Health Justice Initiative wants details of state’s plan to get Covid-19 vaccine to SA
(Photo: EPA-EFE / Wu Hong)

The Health Justice Initiative is awaiting a response from the government to a letter that requests details of the state’s plan to make sure all people who need the Covid-19 vaccine will have access to it.

The Health Justice Initiative (HJI) has written to the Minister of Cooperative Governance and Traditional Affairs, Dr Nkosazana Dlamini Zuma, Minister of Health Dr Zweli Mkhize and the head of the National Disaster Management Centre (NDMC), Dr Mmaphaka Tau, asking for the “development of a plan to ensure affordable access to and equitable allocation of Covid-19 vaccines”.

The organisation is a dedicated public health and law initiative addressing the intersection between racial and gender inequality with a special focus on access to life-saving diagnostics, treatment and vaccines.

In its letter, the HJI raises concerns on whether the NDMC has a plan in place regarding equitable distribution of a vaccine once one is finalised. It says, according to Section 19(a) of the Disaster Management Act:

“The National Centre is accordingly the body mandated by statute to ensure  South Africa has a coordinated and effective strategy to respond to a disaster.
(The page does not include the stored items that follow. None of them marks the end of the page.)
PR #1102, opened 2023-02-09
[Custom] add possibility to have an expiration date to the app

mathildemerle:
Based on https://github.com/medInria/medInria-public/pull/1094

Commit: https://github.com/medInria/medInria-public/commit/4e22ca6e0cfa76de74bbac9112626e9b612f1db6

From a feature on MUSICardio, this PR adds the possibility (by default deactivated) to add an expiration time to a binary. If the binary is too old (from the compilation date), it will display a message box instead of the application.

:m:


fcollot:
The private plugins should handle their own expiration date (or other DRM method), not the core, because one can simply recompile the core and copy the private plugins into it).

PR #369, opened 2018-12-07
Bugfix #358/tolls hgv

### LINKED ISSUE #358: Tolls for HGV considered only when vehicle_type is set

The affordable, equitable and transparent access to vaccines within the context of Covid-19 falls squarely within this mandate. Accordingly, the National Centre and all relevant institutional role-players responsible for managing this disaster are responsible for the development of disaster management plans and  strategies for the affordability and allocation of vaccines.”

The HJI cites concerns about a potential vaccine’s distribution to vulnerable developing countries such as South Africa. While South African President Cyril Ramaphosa is one of 140 global leaders calling for all Covid-19 diagnostics, treatments, and vaccines to be treated as “public goods” and called for a “people’s vaccine” that is free of charge, there are concerns about whether this will in fact happen.

Head of the HJI, Fatima Hassan said it was imperative that global leaders re-assert their authority and not let large profit-driven pharmaceutical companies dictate who would have access to the vaccine.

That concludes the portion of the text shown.